» **WHAT YOU NEED TO DO**
Every line of the data below should be printed exactly. Nothing may be dropped.
***** DATA FOR REVIEW *****
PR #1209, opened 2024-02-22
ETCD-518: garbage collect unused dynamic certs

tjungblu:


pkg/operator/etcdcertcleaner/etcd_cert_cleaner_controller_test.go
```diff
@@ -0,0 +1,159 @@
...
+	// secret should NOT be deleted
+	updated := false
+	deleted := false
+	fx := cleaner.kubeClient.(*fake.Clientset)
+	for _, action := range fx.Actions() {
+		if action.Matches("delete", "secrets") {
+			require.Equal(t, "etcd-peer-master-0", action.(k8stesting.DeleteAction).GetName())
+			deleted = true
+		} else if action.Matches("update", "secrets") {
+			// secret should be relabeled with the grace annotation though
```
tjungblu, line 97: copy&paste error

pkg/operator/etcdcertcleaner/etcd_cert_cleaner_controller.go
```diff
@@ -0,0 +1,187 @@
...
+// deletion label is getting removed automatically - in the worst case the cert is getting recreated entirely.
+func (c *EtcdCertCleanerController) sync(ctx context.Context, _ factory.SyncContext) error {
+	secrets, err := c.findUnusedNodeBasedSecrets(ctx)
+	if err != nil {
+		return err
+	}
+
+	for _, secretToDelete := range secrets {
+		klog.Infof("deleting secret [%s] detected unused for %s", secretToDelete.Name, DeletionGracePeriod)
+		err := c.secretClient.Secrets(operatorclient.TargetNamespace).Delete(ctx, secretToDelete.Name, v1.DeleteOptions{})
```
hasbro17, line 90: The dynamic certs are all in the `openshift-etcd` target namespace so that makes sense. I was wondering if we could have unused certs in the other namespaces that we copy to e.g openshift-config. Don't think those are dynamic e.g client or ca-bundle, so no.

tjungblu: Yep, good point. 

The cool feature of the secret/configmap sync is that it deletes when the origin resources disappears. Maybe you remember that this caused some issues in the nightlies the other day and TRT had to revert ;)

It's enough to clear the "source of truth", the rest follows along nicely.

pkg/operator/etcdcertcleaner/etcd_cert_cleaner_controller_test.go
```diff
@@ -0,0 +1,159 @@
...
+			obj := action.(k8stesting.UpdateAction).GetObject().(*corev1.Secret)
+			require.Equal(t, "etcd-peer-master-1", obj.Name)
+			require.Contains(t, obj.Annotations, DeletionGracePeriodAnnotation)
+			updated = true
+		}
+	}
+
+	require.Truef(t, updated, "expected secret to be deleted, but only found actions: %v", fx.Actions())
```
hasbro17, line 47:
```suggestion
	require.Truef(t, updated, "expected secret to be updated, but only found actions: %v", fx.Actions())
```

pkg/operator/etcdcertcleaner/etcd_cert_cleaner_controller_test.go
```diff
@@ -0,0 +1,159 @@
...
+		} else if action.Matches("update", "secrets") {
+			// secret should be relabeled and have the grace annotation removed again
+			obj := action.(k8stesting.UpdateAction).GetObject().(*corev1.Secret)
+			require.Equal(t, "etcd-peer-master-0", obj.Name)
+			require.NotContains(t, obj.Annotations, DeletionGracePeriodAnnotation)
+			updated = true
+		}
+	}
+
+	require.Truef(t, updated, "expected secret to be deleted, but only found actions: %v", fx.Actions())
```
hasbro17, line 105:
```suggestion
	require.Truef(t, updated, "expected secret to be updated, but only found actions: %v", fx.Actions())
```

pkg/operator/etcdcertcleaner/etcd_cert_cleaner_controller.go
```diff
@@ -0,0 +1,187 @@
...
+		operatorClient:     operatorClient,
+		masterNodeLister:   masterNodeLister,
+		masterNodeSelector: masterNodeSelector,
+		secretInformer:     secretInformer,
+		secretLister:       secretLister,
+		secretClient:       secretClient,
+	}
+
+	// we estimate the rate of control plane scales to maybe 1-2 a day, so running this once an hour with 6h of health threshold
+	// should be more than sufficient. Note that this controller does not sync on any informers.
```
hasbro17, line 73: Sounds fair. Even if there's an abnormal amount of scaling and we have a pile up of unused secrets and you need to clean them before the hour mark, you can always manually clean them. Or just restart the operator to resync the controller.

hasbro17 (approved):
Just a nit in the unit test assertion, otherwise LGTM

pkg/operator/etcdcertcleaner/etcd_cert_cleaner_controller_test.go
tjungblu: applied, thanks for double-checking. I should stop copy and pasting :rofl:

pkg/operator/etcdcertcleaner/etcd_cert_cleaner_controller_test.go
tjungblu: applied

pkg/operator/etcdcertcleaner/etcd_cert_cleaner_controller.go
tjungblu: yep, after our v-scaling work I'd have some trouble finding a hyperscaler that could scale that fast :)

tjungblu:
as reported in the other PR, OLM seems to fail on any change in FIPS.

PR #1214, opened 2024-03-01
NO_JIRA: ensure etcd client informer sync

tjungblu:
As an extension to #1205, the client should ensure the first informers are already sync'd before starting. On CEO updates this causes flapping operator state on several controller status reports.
*****
» **RESULT BELOW**
PR #1209, opened 2024-02-22
ETCD-518: garbage collect unused dynamic certs

tjungblu:


pkg/operator/etcdcertcleaner/etcd_cert_cleaner_controller_test.go
```diff
@@ -0,0 +1,159 @@
...
+	// secret should NOT be deleted
+	updated := false
+	deleted := false
+	fx := cleaner.kubeClient.(*fake.Clientset)
+	for _, action := range fx.Actions() {
+		if action.Matches("delete", "secrets") {
+			require.Equal(t, "etcd-peer-master-0", action.(k8stesting.DeleteAction).GetName())
+			deleted = true
+		} else if action.Matches("update", "secrets") {
+			// secret should be relabeled with the grace annotation though
```
tjungblu, line 97: copy&paste error

pkg/operator/etcdcertcleaner/etcd_cert_cleaner_controller.go
```diff
@@ -0,0 +1,187 @@
...
+// deletion label is getting removed automatically - in the worst case the cert is getting recreated entirely.
+func (c *EtcdCertCleanerController) sync(ctx context.Context, _ factory.SyncContext) error {
+	secrets, err := c.findUnusedNodeBasedSecrets(ctx)
+	if err != nil {
+		return err
+	}
+
+	for _, secretToDelete := range secrets {
+		klog.Infof("deleting secret [%s] detected unused for %s", secretToDelete.Name, DeletionGracePeriod)
+		err := c.secretClient.Secrets(operatorclient.TargetNamespace).Delete(ctx, secretToDelete.Name, v1.DeleteOptions{})
```
hasbro17, line 90: The dynamic certs are all in the `openshift-etcd` target namespace so that makes sense. I was wondering if we could have unused certs in the other namespaces that we copy to e.g openshift-config. Don't think those are dynamic e.g client or ca-bundle, so no.

tjungblu: Yep, good point. 

The cool feature of the secret/configmap sync is that it deletes when the origin resources disappears. Maybe you remember that this caused some issues in the nightlies the other day and TRT had to revert ;)

It's enough to clear the "source of truth", the rest follows along nicely.

pkg/operator/etcdcertcleaner/etcd_cert_cleaner_controller_test.go
```diff
@@ -0,0 +1,159 @@
...
+			obj := action.(k8stesting.UpdateAction).GetObject().(*corev1.Secret)
+			require.Equal(t, "etcd-peer-master-1", obj.Name)
+			require.Contains(t, obj.Annotations, DeletionGracePeriodAnnotation)
+			updated = true
+		}
+	}
+
+	require.Truef(t, updated, "expected secret to be deleted, but only found actions: %v", fx.Actions())
```
hasbro17, line 47:
```suggestion
	require.Truef(t, updated, "expected secret to be updated, but only found actions: %v", fx.Actions())
```

pkg/operator/etcdcertcleaner/etcd_cert_cleaner_controller_test.go
```diff
@@ -0,0 +1,159 @@
...
+		} else if action.Matches("update", "secrets") {
+			// secret should be relabeled and have the grace annotation removed again
+			obj := action.(k8stesting.UpdateAction).GetObject().(*corev1.Secret)
+			require.Equal(t, "etcd-peer-master-0", obj.Name)
+			require.NotContains(t, obj.Annotations, DeletionGracePeriodAnnotation)
+			updated = true
+		}
+	}
+
+	require.Truef(t, updated, "expected secret to be deleted, but only found actions: %v", fx.Actions())
```
hasbro17, line 105:
```suggestion
	require.Truef(t, updated, "expected secret to be updated, but only found actions: %v", fx.Actions())
```

pkg/operator/etcdcertcleaner/etcd_cert_cleaner_controller.go
```diff
@@ -0,0 +1,187 @@
...
+		operatorClient:     operatorClient,
+		masterNodeLister:   masterNodeLister,
+		masterNodeSelector: masterNodeSelector,
+		secretInformer:     secretInformer,
+		secretLister:       secretLister,
+		secretClient:       secretClient,
+	}
+
+	// we estimate the rate of control plane scales to maybe 1-2 a day, so running this once an hour with 6h of health threshold
+	// should be more than sufficient. Note that this controller does not sync on any informers.
```
hasbro17, line 73: Sounds fair. Even if there's an abnormal amount of scaling and we have a pile up of unused secrets and you need to clean them before the hour mark, you can always manually clean them. Or just restart the operator to resync the controller.

hasbro17 (approved):
Just a nit in the unit test assertion, otherwise LGTM

pkg/operator/etcdcertcleaner/etcd_cert_cleaner_controller_test.go
tjungblu: applied, thanks for double-checking. I should stop copy and pasting :rofl:

pkg/operator/etcdcertcleaner/etcd_cert_cleaner_controller_test.go
tjungblu: applied

pkg/operator/etcdcertcleaner/etcd_cert_cleaner_controller.go
tjungblu: yep, after our v-scaling work I'd have some trouble finding a hyperscaler that could scale that fast :)

tjungblu:
as reported in the other PR, OLM seems to fail on any change in FIPS.

PR #1214, opened 2024-03-01
NO_JIRA: ensure etcd client informer sync

tjungblu:
As an extension to #1205, the client should ensure the first informers are already sync'd before starting. On CEO updates this causes flapping operator state on several controller status reports.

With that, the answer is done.